Dataset excerpts:
PR #1573, opened 2019-07-17
Add semicolon for transaction sql lines for --dry-run

### LINKED ISSUE #1567: Dry run - missing semicolons in some some cases
IMO I'd be useful if --dry-run option generated working SQL script. I does not for now - I've noticed missing semicolons after:

- START TRANSACTION
- COMMIT
- ALTER TABLE

MasterOdin:
Fixes #1567. 

Using `--dry-run` was lacking the semi-colon at the end of any of the commands for transactions for MySQL, PostgreSQL, and SQLServer. This PR adds the missing semi-colons, and add tests to ensure proper behavior.

### DIFF
--- a/src/Phinx/Db/Adapter/PostgresAdapter.php
+++ b/src/Phinx/Db/Adapter/PostgresAdapter.php
@@ -114,7 +114,7 @@ class PostgresAdapter extends PdoAdapter implements AdapterInterface
      */
     public function beginTransaction()
     {
-        $this->execute('BEGIN');
+        $this->execute('BEGIN;');
     }
 
     /**
@@ -122,7 +122,7 @@ class PostgresAdapter extends PdoAdapter implements AdapterInterface
      */
     public function commitTransaction()
     {
-        $this->execute('COMMIT');
+        $this->execute('COMMIT;');
     }
 
     /**
@@ -130,7 +130,7 @@ class PostgresAdapter extends PdoAdapter implements AdapterInterface
      */
     public function rollbackTransaction()
     {
-        $this->execute('ROLLBACK');
+        $this->execute('ROLLBACK;');
     }
 
     /**
--- a/src/Phinx/Db/Adapter/PostgresAdapter.php
+++ b/src/Phinx/Db/Adapter/PostgresAdapter.php
@@ -235,23 +235,21 @@ class PostgresAdapter extends PdoAdapter implements AdapterInterface
         }
 
         $sql .= ')';
+        $this->execute($sql);
 
         // process column comments
         if (!empty($this->columnsWithComments)) {
             foreach ($this->columnsWithComments as $column) {
-                $sql .= $this->getColumnCommentSqlDefinition($column, $table->getName());
+                $this->execute($this->getColumnCommentSqlDefinition($column, $table->getName()));
             }
         }
 
         // set the indexes
         if (!empty($indexes)) {
             foreach ($indexes as $index) {
-                $sql .= $this->getIndexSqlDefinition($index, $table->getName());
+                $this->execute($this->getIndexSqlDefinition($index, $table->getName()));
             }
         }
-
-        // execute the sql
-        $this->execute($sql);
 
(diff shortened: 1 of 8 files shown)


lorenzo:
I think it would make more sense to add the semicolon in the printer, that way it would be impossible to break again in the future by adding more commands.

lorenzo:
@MasterOdin apparently you removed some `;` that are necessary, look at the failing tests.

MasterOdin:
@lorenzo The build failures have been fixed.

The biggest change is that I broke up the postgres adapter's createTable so that each sql string that gets generated gets executed one at a time instead of potentially grouping the create table, indexes, and column comments into one query and table comment into another query which seemed internally inconsistent. I think this also probably makes the dry-run output a bit clearer as well as to what's going on, but can revert if desired and just add the `;` as was originally there and have it all be one query again.

tests/Phinx/Db/Adapter/MysqlAdapterTest.php
```diff
@@ -1572,6 +1572,29 @@ public function testDumpBulkinsert()
...
+        $table->addColumn('column1', 'string')
+            ->addColumn('column2', 'integer')
+            ->addColumn('column3', 'string', ['default' => 'test'])
+            ->save();
+        $this->adapter->commitTransaction();
+        $this->adapter->rollbackTransaction();
+
+        $actualOutput = $consoleOutput->fetch();
+        $this->assertStringStartsWith("START TRANSACTION;\n", $actualOutput, 'Passing the --dry-run doesn\'t drump the transaction to the output');
+        $this->assertStringEndsWith("COMMIT;\nROLLBACK;\n", $actualOutput, 'Passing the --dry-run doesn\'t drump the transaction to the output');
```
garas: _dump_ here and few more tests

MasterOdin: I'm not sure what you mean by this? Do you want me to test over the entire output message, and then should the other dump tests be changed to do that as well?

And for more tests, what did you have in mind that you'd like to see tested? This test (plus the dump ones before it) should cover the simple bases of "multiple executes in one query" and then the various other adapter tests cover that my removing the semi-colons from the functions hasn't broken anything.

dereuromark: You wrote "drump" there, a typo.

MasterOdin: Oh, totally misread the intention of that statement, sorry! Fixed the typo.

src/Phinx/Db/Adapter/PostgresAdapter.php
```diff
@@ -234,25 +234,23 @@ public function createTable(Table $table, array $columns = [], array $indexes =
...
-                $sql .= $this->getColumnCommentSqlDefinition($column, $table->getName());
+                $this->execute($this->getColumnCommentSqlDefinition($column, $table->getName()));
             }
         }
 
         // set the indexes
         if (!empty($indexes)) {
             foreach ($indexes as $index) {
-                $sql .= $this->getIndexSqlDefinition($index, $table->getName());
+                $this->execute($this->getIndexSqlDefinition($index, $table->getName()));
```
lorenzo: This is not ok, one of the improvement made before is to not execute side-effects before all the logic has been run first. I'd suggest buffering the SQL into an array and then execute each of the entries in the array separately.

lorenzo:
There appears to be a minor lint issue in the code, after that this looks good to me!

src/Phinx/Db/Adapter/PostgresAdapter.php
MasterOdin: Yeah, that makes a lot of sense. Fixed.

MasterOdin:
@lorenzo Lint issue fixed and merge conflicts resolved. Should be good to go. 👍

lorenzo:
Cool, good job on this one!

Task details:
Write out exactly the lines that fall from the line with "-130,7 +130,7 @@" to the line with "have been fixed." in the records above, keeping both ends.

Solution:
@@ -130,7 +130,7 @@ class PostgresAdapter extends PdoAdapter implements AdapterInterface
      */
     public function rollbackTransaction()
     {
-        $this->execute('ROLLBACK');
+        $this->execute('ROLLBACK;');
     }
 
     /**
--- a/src/Phinx/Db/Adapter/PostgresAdapter.php
+++ b/src/Phinx/Db/Adapter/PostgresAdapter.php
@@ -235,23 +235,21 @@ class PostgresAdapter extends PdoAdapter implements AdapterInterface
         }
 
         $sql .= ')';
+        $this->execute($sql);
 
         // process column comments
         if (!empty($this->columnsWithComments)) {
             foreach ($this->columnsWithComments as $column) {
-                $sql .= $this->getColumnCommentSqlDefinition($column, $table->getName());
+                $this->execute($this->getColumnCommentSqlDefinition($column, $table->getName()));
             }
         }
 
         // set the indexes
         if (!empty($indexes)) {
             foreach ($indexes as $index) {
-                $sql .= $this->getIndexSqlDefinition($index, $table->getName());
+                $this->execute($this->getIndexSqlDefinition($index, $table->getName()));
             }
         }
-
-        // execute the sql
-        $this->execute($sql);
 
(diff shortened: 1 of 8 files shown)


lorenzo:
I think it would make more sense to add the semicolon in the printer, that way it would be impossible to break again in the future by adding more commands.

lorenzo:
@MasterOdin apparently you removed some `;` that are necessary, look at the failing tests.

MasterOdin:
@lorenzo The build failures have been fixed.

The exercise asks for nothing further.